On the morning of 12 October 1947, Hazur Sawan Singh entrusted his disciple Kirpal Singh with the work of continuing his spiritual mission. The next month, Hazur approved the project of the “Ruhani Satsang” (School of Spirituality or Science of the Soul) Kirpal presented to him. Hazur Sawan Singh died on 2 April 1948, following a brief illness.
At the end of this period of intense meditation, Kirpal Singh received an inner command from his master: "Return to the world and bring my children back to me." He moved to Delhi, where people from Punjab were looking for refuge because of the division from Pakistan, and there began his spiritual and humanitarian mission.
Kirpal initiated over 80,000 followers
In Delhi, Kirpal Singh founded his new school of spiritual research and realization, called Ruhani Satsang (School of Spirituality or Science of the Soul), which would go on to have branches in many nations of the world. In 1951 he built the Sawan Ashram, in the neighborhood of Shakti Nagar on the outskirts of the city, where his spiritual talks (satsangs) were soon followed by thousands of people.
He began to have visits from western disciples. The first was Rusel Jacque, whose account of his six months at the ashram in 1959 (Gurudev: the Lord of Compassion) encouraged others to make the journey. At the beginning of the sixties, an average 40 to 50 disciples stayed at the ashram from three weeks to six months.

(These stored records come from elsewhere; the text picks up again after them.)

PR #2656, opened 2022-04-29
Support `.deep.equal` numerical comparisons

fvictorio:
Only `.deep.equal` is supported. There are other matchers that use the `.deep` modifier (like `.include` for example), but I think supporting just `.equal` is fine for now.

The implementation is similar to what chai itself does, but simplified and with support for bigints/big numbers.

This also fixes an issue with the current implementation: custom messages were not being respected. So for example if you did:

```
expect(1).to.equal(2n, "a message")
```

then `"a message"` would be ignored.


packages/hardhat-chai-matchers/src/bigNumber.ts
```diff
@@ -134,6 +136,33 @@ function overwriteBigNumberFunction(
...
+          const normalizedB = normalizeToBigInt(b);
+          return normalizedA === normalizedB;
+        } catch (e) {
+          // use default comparator
+          return null;
+        }
+      };
+
+      const prevLockSsfi = chaiUtils.flag(this, "lockSsfi");
+      chaiUtils.flag(this, "lockSsfi", true);
```
feuGeneA, line 159: wtf is `lockSsfi`?

fvictorio: This is part of the stuff I just copied from chai. From what I understand, they do this to have better stack traces:

> ssfi: start stack function - used to prevent callback stacks from being shown in errors.

I will add a comment clarifying this.

fvictorio: Done. Let me know if the comment makes sense.

feuGeneA (commented):
FYI, I checked out `hardhat-chai-matchers` and then merged this PR's `chai-bn-deep-equal` into it, and then ran `yarn install`, and was left with the following changes to `yarn.lock`:

```diff
diff --git a/yarn.lock b/yarn.lock
index d5a50d37..21557800 100644
--- a/yarn.lock
+++ b/yarn.lock
@@ -3475,16 +3475,11 @@ ansi-styles@~1.0.0:
   resolved "https://registry.yarnpkg.com/ansi-styles/-/ansi-styles-1.0.0.tgz#cb102df1c56f5123eab8b67cd7b98027a0279178"
   integrity sha1-yxAt8cVvUSPquLZ817mAJ6AnkXg=
 
-antlr4@4.7.1:
+antlr4@4.7.1, antlr4@~4.8.0:
   version "4.7.1"
   resolved "https://registry.yarnpkg.com/antlr4/-/antlr4-4.7.1.tgz#69984014f096e9e775f53dd9744bf994d8959773"
   integrity sha512-haHyTW7Y9joE5MVs37P2lNYfU2RWBLfcRDD8OWldcdZm5TiCE91B5Xl1oWSwiDUSd4rlExpt2pu1fksYQjRBYQ==
 
-antlr4@~4.8.0:
-  version "4.8.0"
-  resolved "https://registry.yarnpkg.com/antlr4/-/antlr4-4.8.0.tgz#f938ec171be7fc2855cd3a533e87647185b32b6a"
-  integrity sha512-en/MxQ4OkPgGJQ3wD/muzj1uDnFSzdFIhc2+c6bHZokWkuBb6RRvFjpWhPxWLbgQvaEzldJZ0GSQpfSAaE3hqg==
-
 antlr4ts@^0.5.0-alpha.4:
   version "0.5.0-alpha.4"
   resolved "https://registry.yarnpkg.com/antlr4ts/-/antlr4ts-0.5.0-alpha.4.tgz#71702865a87478ed0b40c0709f422cf14d51652a"
```

packages/hardhat-chai-matchers/src/bigNumber.ts
```diff
@@ -134,6 +136,33 @@ function overwriteBigNumberFunction(
         expected,
         actual
       );
+    } else if (functionName === "eq" && chaiUtils.flag(this, "deep")) {
```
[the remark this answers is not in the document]
fvictorio: The problem is that the inputs to `.to.deep.equal` will be arrays/objects, so they will never be big numbers. I guess we could traverse all objects and check if any member is a big number, but that doesn't seem like a good idea to me.

So yes, we are changing the behavior of _all_ `.to.deep.equal` calls. It would be nice if deep equality would just work when you extend the basic `.equal` matchers, but sadly that's not how chai works. That's why I re-implemented the deep equality comparison, using the same package chai uses, but using a custom comparator function. I'm not super happy with this solution, but I can't think of a better approach.

packages/hardhat-chai-matchers/test/bigNumber.ts
```diff
@@ -864,6 +864,64 @@ describe("BigNumber matchers", function () {
...
+          // successful assertions
+          expect([a]).to.deep.equal([b]);
+          expect([[a], [a]]).to.deep.equal([[b], [b]]);
+          expect({ x: a }).to.deep.equal({ x: b });
+          expect({ x: { y: a } }).to.deep.equal({ x: { y: b } });
+          expect({ x: [a] }).to.deep.equal({ x: [b] });
+
+          // failed assertions
+          expect(() => expect([a]).to.not.deep.equal([b])).to.throw(
+            AssertionError
```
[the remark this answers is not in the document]
fvictorio: Agree that we should have some error message checking here. I'm not sure what's the best way to do it because the way the different numbers are serialized might differ, but I'll give it a try.

packages/hardhat-chai-matchers/src/bigNumber.ts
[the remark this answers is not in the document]
feuGeneA: I see, that makes sense to me, thank you for the explanation.

packages/hardhat-chai-matchers/test/bigNumber.ts
```diff
@@ -877,20 +877,32 @@ describe("BigNumber matchers", function () {
 
           // failed assertions
           expect(() => expect([a]).to.not.deep.equal([b])).to.throw(
-            AssertionError
+            AssertionError,
+            // [\s\S]* is used here instead of .* so that newlines are included
```
feuGeneA, line 881: Is there a reason not to use [the `s` flag](https://developer.mozilla.org/en-US/docs/Web/JavaScript/Guide/Regular_Expressions#advanced_searching_with_flags)?

packages/hardhat-chai-matchers/test/bigNumber.ts
```diff
@@ -877,20 +877,32 @@ describe("BigNumber matchers", function () {
...
+            /expected \[[\s\S]*\] to not deeply equal \[[\s\S]*\]/
```
feuGeneA, line 882: Is it not possible (or practical) to actually put the value in here? eg `${a}`? `/expected \[.*${b}.*\] to not deeply equal \[.*${a}.*\]/s`?

feuGeneA (approved):

packages/hardhat-chai-matchers/test/bigNumber.ts
fvictorio: Oh, great catch, thank you. Fixed in 1e5bc1c53a09ceb16171cee195c8ea41ae6bb062.

packages/hardhat-chai-matchers/test/bigNumber.ts
fvictorio: This is a bit hard, because the value in the error message is sometimes `1`, sometimes `1n`, and sometimes `BigNumber { value: "1" }` (or something like that). So I opted for the lazy approach of checking that the error looks _somewhat_ correct.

In 1957, Singh was elected the first president of the World Fellowship of Religions, an organization recognized by UNESCO, comprising representatives from all the major world religions. He held that position until 1971, and presided over four World Conferences.

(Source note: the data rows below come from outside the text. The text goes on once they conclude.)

PR #3459, opened 2022-12-23
Remove an unused variable

ilovehackathons:

---

In JavaScript, the array destructuring syntax allows you to skip variables at certain positions. The variable at position 0 is unused in the code example, therefore it should be skipped.

### DIFF
--- a/docs/src/content/tutorial/testing-contracts.md
+++ b/docs/src/content/tutorial/testing-contracts.md
@@ -100,7 +100,7 @@ describe("Token contract", function () {
   // ...previous test...
 
   it("Should transfer tokens between accounts", async function() {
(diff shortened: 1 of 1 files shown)


fvictorio:
Hmm, this makes sense, but I wonder if it wouldn't be better to keep the tutorial simpler since some people reading it might not be super familiar with javascript. What do you think?

alcuadrado:
Thanks for submitting this PR, @ilovehackathons! Unfortunately, I think we shouldn't merge it. Here's why:

> Hmm, this makes sense, but I wonder if it wouldn't be better to keep the tutorial simpler since some people reading it might not be super familiar with javascript. What do you think?

Agreed with this. As the purpose of the tutorial is educational, the easier it is to understand, the better.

In 1962, he became the first non-Christian to receive the Order of Saint John of Jerusalem (Knights of Malta) for his spiritual and humanitarian work. On this occasion he received the congratulations of India's prime minister, Jawaharlal Nehru, and established a spiritual tie with him that continued with prime ministers Lal Bahadur Shastri and Indira Gandhi.
Singh's mission continued to grow rapidly. In 1955, he made his first trip abroad to spread his teachings, and spent months in the United States and Europe. It was the first time an Indian spiritual master had visited the West. In those years, Eastern spiritual practices were generally unfamiliar to the West. Singh had hundreds of Westerners initiated and placed on the path of meditation, which he claimed led to contact with the Divine Light and Harmony.
In 1963, Singh made his second world tour, this time as president of the World Fellowship of Religions. He met with political leaders and other religious leaders, including Pope Paul VI and the Patriarch of the Eastern Orthodox Churches Atenagora I, and facilitated reconciliation between these two leaders after centuries of separation and misunderstanding. At the same time, he continued to instruct new seekers on the path of the Way of the Masters (Sant Mat).
On 26 August 1972, Singh conducted his third and final tour of the West, where he received and instructed more than 2000 new disciples of the Path of Spirituality.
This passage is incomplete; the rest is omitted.